Afortunadamente, grandes sectores de la humanidad, siendo menos sintéticos y falsos, siguen siendo propensos a la expresión desenfrenada de sus emociones. Uno de los sentimientos más frecuentes y omnipresentes entre ellos parece ser el antiamericanismo, un espectro de reacciones que van desde la aversión virulenta, a través del disgusto intenso, hasta la burla vocal.

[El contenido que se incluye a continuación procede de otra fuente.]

PR #2101, opened 2019-09-15
Refine PHP CS fixer rules

distantnative:
## Describe the PR

**First merge all other 3.2.5 PRs**

Add some more useful rules next to PSR2 to PHP CS Fixer setup. Helps us keeping our code style consistent and remove clutter.

All changes have been made through running the composer script - all automated.


lukasbestle (commented):
Looks good to me!

I have scanned the list of PHP-CS-Fixer options and found the following ones that might also make sense for us:

- `'align_multiline_comment' => ['comment_type' => 'phpdocs_like']`
  Fix indentation of multiline comments with asterisks.
- `'array_indentation' => true`
  Each element of an array must be indented exactly once.
- `'cast_spaces' => ['space' => 'none']`
  No space should be between cast and variable.
- `'class_keyword_remove' => true`
  Converts ::class keywords to FQCN strings.
- `'combine_nested_dirname' => true`
  Replace multiple nested calls of dirname by only one call with second $level parameter. Requires PHP >= 7.0.
- `'dir_constant' => true`
  Replaces dirname(__FILE__) expression with equivalent __DIR__ constant.
- `'function_typehint_space' => true`
  Ensure single space between function's argument and its typehint.
- `'include' => true`
  Include/Require and file path should be divided with a single space. File path should not be placed under brackets.
- `'logical_operators' => true`
  Use && and || logical operators instead of and and or.
  **Note:** We need to check each occurrence that gets fixed by this and verify if the behavior changed.
- `'lowercase_cast' => true`
  Cast should be written in lower case.
- `'lowercase_static_reference' => true`
  Class static references self, static and parent MUST be in lower case.
- `'magic_constant_casing' => true`
  Magic constants should be referred to using the correct casing.
- `'magic_method_casing' => true`
  Magic method definitions and calls must be using the correct casing.
- `'method_chaining_indentation' => true`
  Method chaining MUST be properly indented. Method chaining with different levels of indentation is not supported.
- `'modernize_types_casting' => true`
  Replaces intval, floatval, doubleval, strval and boolval function calls with according type casting operator.
- `'multiline_comment_opening_closing' => true`
  DocBlocks must start with two asterisks, multiline comments must start with a single asterisk, after the opening slash. Both must end with a single asterisk before the closing slash.
- `'native_function_casing' => true`
  Function defined by PHP should be called using the correct casing.
- `'native_function_type_declaration_casing' => true`
  Native type hints for functions should use the correct case.
- `'new_with_braces' => true`
  All instances created with new keyword must be followed by braces.
- `'no_blank_lines_after_class_opening' => true`
  There should be no empty lines after class opening brace.
- `'no_blank_lines_after_phpdoc' => true`
  There should not be blank lines between docblock and the documented element.
- `'no_empty_comment' => true`
  There should not be any empty comments.
- `'no_empty_phpdoc' => true`
  There should not be empty PHPDoc blocks.
- `'no_empty_statement' => true`
  Remove useless semicolon statements.
- `'no_leading_namespace_whitespace' => true`
  The namespace declaration line shouldn't contain leading whitespace.
- `'no_mixed_echo_print' => ['use' => 'echo']`
  Either language construct print or echo should be used.
- `'no_unneeded_control_parentheses' => true`
  Removes unneeded parentheses around control statements.
- `'no_useless_else' => true`
  There should not be useless else cases.
- `'ordered_imports' => ['sort_algorithm' => 'alpha']`
  Ordering use statements.
- `'phpdoc_add_missing_param_annotation' => ['only_untyped' => false]`
  PHPDoc should contain @param for all params.
- `'phpdoc_align' => ['align' => 'left']`
  All items of the given phpdoc tags must be left-aligned.
- `'phpdoc_indent' => true`
  Docblocks should have the same indentation as the documented subject.
- `'phpdoc_order' => true`
  Annotations in PHPDoc should be ordered so that @param annotations come first, then @throws annotations, then @return annotations.
- `'phpdoc_scalar' => true`
  Scalar types should always be written in the same form. int not integer, bool not boolean, float not real or double.
- `'phpdoc_separation' => true`
  Annotations in PHPDoc should be grouped together so that annotations of the same type immediately follow each other, and annotations of a different type are separated by a single blank line.
- `'phpdoc_trim' => true`
  PHPDoc should start and end with content, excluding the very first and last line of the docblocks.
- `'short_scalar_cast' => true`
  Cast (boolean) and (integer) should be written as (bool) and (int), (double) and (real) as (float), (binary) as (string).
- `'simplified_null_return' => true`
  A return statement wishing to return void should not return null.
- `'single_line_comment_style' => true`
  Single-line comments and multi-line comments with only one line of actual content should use the // syntax.
- `'single_quote' => true`
  Convert double quotes to single quotes for simple strings.
- `'ternary_to_null_coalescing' => true`
  Use null coalescing operator ?? where possible. Requires PHP >= 7.0.
- `'whitespace_after_comma_in_array' => true`
  In array declaration, there MUST be a whitespace after each comma.

What do you think? Quite a lot of rules, but the risk should be low (unlike with some other rules I have skipped). Of course we need to check the code that gets actually changed by this, but that's a one time process.

---

**IMPORTANT**: We should *not* merge this until all other 3.2.5 PRs are merged, otherwise we are likely going to have merge conflicts. After everything is merged, we should rebase this PR against `develop`, rerun the fixer and then merge this PR.

distantnative:
I will try them out - will be quite massive.
Why would you include this?

'class_keyword_remove' => true
Converts ::class keywords to FQCN strings.

I actually like the `File::class` way :D

lukasbestle:
> I will try them out - will be quite massive.

That's definitely true. I'm happy to review the changes though as it's an investment for the future.

> Why would you include this?
>
> 'class_keyword_remove' => true
> Converts ::class keywords to FQCN strings.
>
> I actually like the File::class way :D

I do too, but @bastianallgeier has pointed out that this syntax triggers the autoloader even if the class is actually never used in the current request.

distantnative:
Added them. I think we need to review carefully. Especially the `no useless else` rule moves code around quite a bit.

lukasbestle:
That's true, some of those aren't actually that useless.

I will play around with it locally and remove some rules that sounded better than they are. :)

distantnative:
@lukasbestle Wondering if we should do this in two steps to easier review: First all the actual code rules. And ones we have reviewed them add the docblock rules.

lukasbestle:
I think I will actually remove some of the docblock rules again. Especially the one that groups the at-rules. Doesn't make too much sense.

Let's see how many changes are still left after that. ;)

distantnative:
Which one I already don't like:

`phpdoc_separation`
It's too heavy especially on class blocks - we don't need empty lines between author, link etc.

distantnative:
Only pushed the config files changes for the moment. So this PR is readable :D

lukasbestle:
I have removed some rules that either don't make sense for us or that cause unwanted side-effects (I commented those out with an explanation so that we don't add them back by accident).

The two remaining phpdoc rules can only be added once the other PRs are merged – otherwise they will cause merge conflicts.

I have reviewed all changes (and manually reworked them where needed) from the first set of rules.

src/Cms/App.php
```diff
@@ -1196,9 +1196,9 @@ public function smartypants(string $text = null): string
      * and return a template snippet
      *
      * @internal
-     * @return string
      * @param mixed $name
      * @param array $data
+     * @return string
```
distantnative: Should be string|null?

lukasbestle: Yes, that's right. But I think those are errors we need to fix manually when we see them as it was like this before as well. Not going to read through all doc blocks, just the ones that got changed by the fixer. ;)

I'm planning to continue with general refactoring for 3.3, so I will fix issues like this over time.

distantnative:
@lukasbestle About your manual fixes: are they done in a way that they won't get reverted (or rather lead to an error) when the CI runs it? I assume since the checks here are all passed, but just wanted to make sure before manual work gets lost :)

bastianallgeier:
IMHO this PR is to massive for a patch release. We should think about individual PRs for each new option.

distantnative:
We could certainly split it into a few PRs. Wouldn't do one for each option, but maybe group things like docblocks, `use`, array notation etc. in individual ones. If that helps you.

I think it only looks massive cause so many files got touched. In the end it is very minimal in cosequence..

lukasbestle:
> @distantnative About your manual fixes: are they done in a way that they won't get reverted (or rather lead to an error) when the CI runs it? I assume since the checks here are all passed, but just wanted to make sure before manual work gets lost :)

Yes, they won't be corrected back. The issues I had to fix were mainly places where the library didn't clean up the code properly after doing its thing (for example removing all `use` declarations but not the empty line after the list of `use` declarations or adding `@param` declarations at the end of the docblock and not where they belonged) as well as issues the library could detect but not properly fix. I verified that the library "accepts" those changes by running it again after committing the manual changes.

> @bastianallgeier IMHO this PR is to massive for a patch release. We should think about individual PRs for each new option.

I knew you would say that. :)
And I understand you – there are many changed files and a lot of changes.

But this time I really have to say: It would be *a lot* more work to split this up into separate PRs (even if we group the rules). The rules sometimes work together, so the same lines would get changed multiple times. That's even more work to review. And in the end it makes the whole set of changes harder to understand when they are split over countless commits. Imagine what the file history view would look like. ;)

And given that I've reviewed all changes manually and verified that no logic was changed whatsoever (= it doesn't matter if it's a patch or feature release), I think we are save to merge this. :)

The remaining two rules are really something for a separate PR though as they only modify docblocks, but *massively* modify them. That's easier to review in isolation.

distantnative:
I think the only real call in this PR is if we want to change the class notation style from `Page::class` to `'Kirby\Cms\Page'` - e.g. like https://github.com/getkirby/kirby/pull/2101/files#diff-f3681b227d1a9ee8e9f258315d9d13abR46.

Everything else really seems more decorative and I think since Lukas reviewed everything, it'd be safe to merge.

bastianallgeier:
I scrolled through most of the changes and they all look useful and cleaner than before. So let's merge it!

Estados Unidos es uno de los últimos imperios terrestres restantes. Que se convierta en el blanco del oprobio y el odio no es sorprendente ni tiene precedentes. Los imperios, Roma, los británicos, los otomanos, siempre fueron blanco de los descontentos, los marginados y los desposeídos, y sus delegados autodenominados, la intelectualidad. Sin embargo, incluso para los estándares históricos, Estados Unidos parece estar provocando una repulsión general.
El Centro de Investigación Pew publicó en diciembre pasado un informe titulado “Lo que el mundo piensa en 2002”. “El mundo” fue reducido por los encuestadores a 44 países y 38,000 entrevistados. Otras dos encuestas publicadas el año pasado, por el Fondo Alemán Marshall y el Consejo de Relaciones Exteriores de Chicago, respaldaron en gran medida los hallazgos de Pew.
La revelación más sorprendente e inequívoca fue el alcance de la oleada anti estadounidense en todas partes: entre los aliados de la OTAN de Estados Unidos, en los países en desarrollo, las naciones musulmanas e incluso en el este de Europa, donde los estadounidenses, hace solo una década, fueron elogiados como liberadores muy adulados.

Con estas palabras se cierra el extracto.